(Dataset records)
PR #2959, opened 2024-02-29
feat: jetpack default modules

jaredrethman:
### All Submissions:

Adds `jetpack_get_default_modules` hook for delegating Jetpack default active modules on install. 

1. Check out this branch.
2. Run `wp jetpack reset modules` and confirm with "yes".
3. Navigate to Jetpack modules admin page i.e. `/wp-admin/admin.php?page=jetpack_modules&activated=true`
4. Cross reference list of active modules matches the list on https://github.com/Automattic/newspack-plugin/blob/feat/jetpack-default-modules/includes/plugins/class-jetpack.php#L33

### Other information:

### DIFF
--- a/includes/plugins/class-jetpack.php
+++ b/includes/plugins/class-jetpack.php
@@ -155,7 +155,7 @@ class Jetpack {
 		add_filter( 'jetpack_active_modules', [ __CLASS__, 'remove_google_analytics_from_active' ], 10, 2 );
 		add_filter( 'jetpack_get_available_modules', [ __CLASS__, 'remove_google_analytics_from_available' ] );
 
-		add_filter( 'jetpack_get_default_modules', [ __CLASS__, 'default_modules' ] );
+		add_filter( 'jetpack_get_default_modules', [ __CLASS__, 'get_default_modules' ] );
 	}
 
 	/**
@@ -306,7 +306,7 @@ class Jetpack {
 	 * @uses https://developer.jetpack.com/hooks/jetpack_get_default_modules/
 	 * @return string[] Default active modules
 	 */
-	public static function default_modules() {
+	public static function get_default_modules() {
 		return static::$default_active_modules;
 	}
 }
--- a/includes/plugins/class-jetpack.php
+++ b/includes/plugins/class-jetpack.php
@@ -92,11 +92,11 @@ class Jetpack {
 		 */
 		'copy-post',
 		/**
-				 * Extra Sidebar Widgets
-				 *
-				 * @link https://jetpack.com/support/extra-sidebar-widgets/
-				 */
-			'widgets',
+		 * Extra Sidebar Widgets
+		 *
+		 * @link https://jetpack.com/support/extra-sidebar-widgets/
+		 */
+		'widgets',
 		/**
 		 * Gravatar Hovercards
 		 *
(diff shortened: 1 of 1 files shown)


dkoo (changes requested):
@jaredrethman this is a good start, and works as described in the testing instructions. But I'm not sure it goes quite far enough, since you have to run the `wp jetpack reset modules` CLI command for it to take effect. The way Atomic sites are configured, they come with Jetpack preinstalled, so the default modules hook may never get called for Newspack sites. At the very least, we should probably enable the default modules when a Newspack site is finished getting setup, right? 

To that end, there's an [option](https://github.com/Automattic/newspack-plugin/blob/trunk/includes/wizards/class-setup-wizard.php#L14) that gets updated when a Newspack site first gets setup. Maybe we can hook into this option value getting set to `true` and set the modules then. I would check whether this is enough to satisfy the Support team's original request. 

Beyond that, I'm getting a warning when I run the `wp jetpack reset modules` CLI command:

```
Warning: Trying to access array offset on value of type bool in /srv/htdocs/wp-content/plugins/jetpack/jetpack_vendor/automattic/jetpack-waf/src/class-brute-force-protection.php on line 1146
```

jaredrethman:
> @jaredrethman this is a good start, and works as described in the testing instructions. But I'm not sure it goes quite far enough...

I misunderstood the request in the ticket, was using the filter suggested there.

> The way Atomic sites are configured, they come with Jetpack preinstalled, so the default modules hook may never get called for Newspack sites. At the very least, we should probably enable the default modules when a Newspack site is finished getting setup, right?

I'm trying to find information on this, are you able to confirm that Jetpack is installed + active at the start/end of setup?

> To that end, there's an [option](https://github.com/Automattic/newspack-plugin/blob/trunk/includes/wizards/class-setup-wizard.php#L14) that gets updated when a Newspack site first gets setup. Maybe we can hook into this option value getting set to `true` and set the modules then. I would check whether this is enough to satisfy the Support team's original request.

I'll proceed using the `update_option_{$option_name}` hook when `newspack_service_enabled` is set to `true`, does that sounds correct?

> Beyond that, I'm getting a warning when I run the `wp jetpack reset modules` CLI command:
> 
> ```
> Warning: Trying to access array offset on value of type bool in /srv/htdocs/wp-content/plugins/jetpack/jetpack_vendor/automattic/jetpack-waf/src/class-brute-force-protection.php on line 1146
> ```

I think this relates to your local setup, specifically your `host` see here - https://github.com/Automattic/jetpack-production/blob/trunk/jetpack_vendor/automattic/jetpack-waf/src/class-brute-force-protection.php#L1146, will confirm.

jaredrethman:
@dkoo have adjusted (https://github.com/Automattic/newspack-plugin/pull/2959/commits/ce86bb3f96f5f42de07a0556cc45bc11025f8fbe) Jetpack default modules activation when:
* `newspack_setup_complete` option is added and value is set to `1`
* `newspack_setup_complete` option is set to `1` https://github.com/Automattic/newspack-plugin/blob/ce86bb3f96f5f42de07a0556cc45bc11025f8fbe/includes/wizards/class-setup-wizard.php#L227

dkoo (approved):
@jaredrethman this is working how I expect, now—when I install the Newspack plugin and complete setup, the default Jetpack modules are set automatically. Thanks for the changes!

gamebits:
Thank you for completing this request! pamTN9-8n2-p2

-- PROBLEM DETAILS --
Above are the entries. Quote exactly the lines from the one bearing "I'll proceed using" through the one bearing "option is added".

-- EXERCISE RESULT --
I'll proceed using the `update_option_{$option_name}` hook when `newspack_service_enabled` is set to `true`, does that sounds correct?

> Beyond that, I'm getting a warning when I run the `wp jetpack reset modules` CLI command:
> 
> ```
> Warning: Trying to access array offset on value of type bool in /srv/htdocs/wp-content/plugins/jetpack/jetpack_vendor/automattic/jetpack-waf/src/class-brute-force-protection.php on line 1146
> ```

I think this relates to your local setup, specifically your `host` see here - https://github.com/Automattic/jetpack-production/blob/trunk/jetpack_vendor/automattic/jetpack-waf/src/class-brute-force-protection.php#L1146, will confirm.

jaredrethman:
@dkoo have adjusted (https://github.com/Automattic/newspack-plugin/pull/2959/commits/ce86bb3f96f5f42de07a0556cc45bc11025f8fbe) Jetpack default modules activation when:
* `newspack_setup_complete` option is added and value is set to `1`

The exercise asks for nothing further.